Okay, but why is the Siri team sitting out transformers. I really wanna move past the „Dragon Naturally Speaking“ experience with a bolted on decision tree.
Not sure "sitting out" is the right way to put it. They've been publicly trying to ship a next-gen Siri for years and haven't been able to get something good enough to release. The latest plan is to base it on Gemini so we should be seeing progress on that next month at WWDC.
Gemini will be replacing the legacy Siri:
https://blog.google/company-news/inside-google/company-annou...
They did create a chatbot version of Siri small enough to run locally, but decided that hallucinations were a big enough issue to push the release.
The experience of using LLMs as digital assistants so far is not great. Gemini on Android sucks so bad it's hard to describe. It can't tell what its own capabilities are, it can't inspect the states of the apps it manipulates, it hallucinates constantly, and it needs more handholding than the crappy old decision tree to do the right thing. I much more often have to pull over to make sure Google Maps is doing the right thing than I ever used to before, because trusting the LLM to be "smarter" so often fails for me.

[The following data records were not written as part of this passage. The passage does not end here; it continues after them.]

PR #3527, opened 2017-11-22
Fix position of desugared tree wrapped in parentheses

smarter:
Before this commit, the added testcase produced the following result:
```scala
scala> while ((( foo ))) {}
1 |while ((( foo ))) {}
  |      ^^^^^^^^^^^
  |      not found: foo
```

### DIFF
--- a/compiler/src/dotty/tools/dotc/ast/Desugar.scala
+++ b/compiler/src/dotty/tools/dotc/ast/Desugar.scala
@@ -1017,7 +1017,17 @@ object desugar {
     }
 
     // begin desugar
+
+    // Special case for `Parens` desugaring: unlike all the desugarings below,
+    // its output is not a new tree but an existing one whose position should
+    // be preserved, so we shouldn't call `withPos` on it.
     tree match {
+      case Parens(t) =>
+        return t
+      case _ =>
+    }
+
+    val desugared = tree match {
       case SymbolLit(str) =>
         Apply(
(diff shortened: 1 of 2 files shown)


compiler/src/dotty/tools/dotc/ast/Desugar.scala
```diff
@@ -1017,7 +1017,17 @@ object desugar {
...
+    // Special case for `Parens` desugaring: unlike all the desugarings below,
+    // its output is not a new tree but an existing one whose position should
+    // be preserved, so we shouldn't call `withPos` on it.
     tree match {
+      case Parens(t) =>
+        return t
+      case _ =>
+    }
+
+    val desugared = tree match {
```
allanrenucci: You can remove the `Parens` case in this pattern match

compiler/test-resources/repl/errmsgs
```diff
@@ -64,3 +64,7 @@ scala> { def f: Int = g; val x: Int = 1; def g: Int = 5; }
 1 | { def f: Int = g; val x: Int = 1; def g: Int = 5; }
   |                ^
   |           `g` is a forward reference extending over the definition of `x`
+scala> while (((  foo ))) {}
+1 |while (((  foo ))) {}
```
allanrenucci: You need to shift the error message by one space after the `|`. This is a weird issue. I haven't figure it out yet

PR #3528, opened 2017-11-22
Port part of scala/scala#5293

allanrenucci:
Original commit from Irytz: https://github.com/scala/scala/commit/e619b033350a3378d650db4c3e5b1bfc83b73d81

Upgrade asm to 5.1

The constructor of scala.tools.asm.Handle now takes an additional
boolean parameter to denote whether the owner is an interface.


allanrenucci:
The rest of the PR should be ported to our backend fork

smarter:
The rest should already be handled by https://github.com/lampepfl/scala/pull/24

PR #3529, opened 2017-11-22
Add color to tasty printer

nicolasstucki:
Makes clear the distinction between name indices, tree indices and tree lengths.

### DIFF
--- a/compiler/src/dotty/tools/dotc/core/tasty/TastyPrinter.scala
+++ b/compiler/src/dotty/tools/dotc/core/tasty/TastyPrinter.scala
@@ -10,6 +10,7 @@ import TastyUnpickler._
 import TastyBuffer.{Addr, NameRef}
 import util.Positions.{Position, offsetToInt}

Be careful what you wish for.
in my experience voice recognition on Claude (using the iPhone app) isn't that great -- maybe even worse than Siri (I'm referring to voice transcription specifically, not the inference of course)
Because the competitor voice models sound good but are dumb upon any scrutiny
ChatGPT’s voice model has a great user experience and seems like it is seamlessly integrated into the chat, but its actually a far smaller and dumber model. @husk.irl on instagram has videos displaying how dumb and undiscerning it is
People were wowed by the magic at one point, but its faded. Apple avoids those things and the limitations havent been solved
I think they could never make it good enough at the right price.
You have to remember all of the AI companies are making cash bonfires. People aren't going to stop buying iPhones because Siri can only do what it does now.
If Apple focuses on hardware and skips the pay-for-inference bubble they'll come out the other side with the best consumer hardware everybody already has for local inference which is going to eat the whole industry's lunch.
nvidia is going to have a hard time convincing people they need to buy $1000 LLM inference hardware. Apple isn't going to have a hard time convincing people to buy the next generation of phone/tablet/laptop.
I think it's the same reason why MacOS and iOS degraded a lot in terms of UX the past decade. The focus of Apple shifted towards hardware independence.
The 2010s was marked by Intel's lazy product lineup, year after year pumping rehashes of older products, iterating on top of their 14nm lithography with increasingly minor improvements on its architecture until AMD overcame them. In the process, Apple's partnership with Intel became a liability it had to solve, and a push for the unified ARM architecture was no small feat.
If you ask me I don't think it's justified to degrade the user experience for the sake of focusing on this. It's a trillion dollar company, and has been for a while. Sure it could have tackled both, but what do I know.
In any case I think it explains really well why Siri feels so abandoned.
Who’s doing it better? I have yet to hear from a Google or Amazon user who has a transformatively better experience, and I think that’s why they haven’t jumped so far because they have hundreds of millions of users who have daily habits that they don’t want to lightly disturb.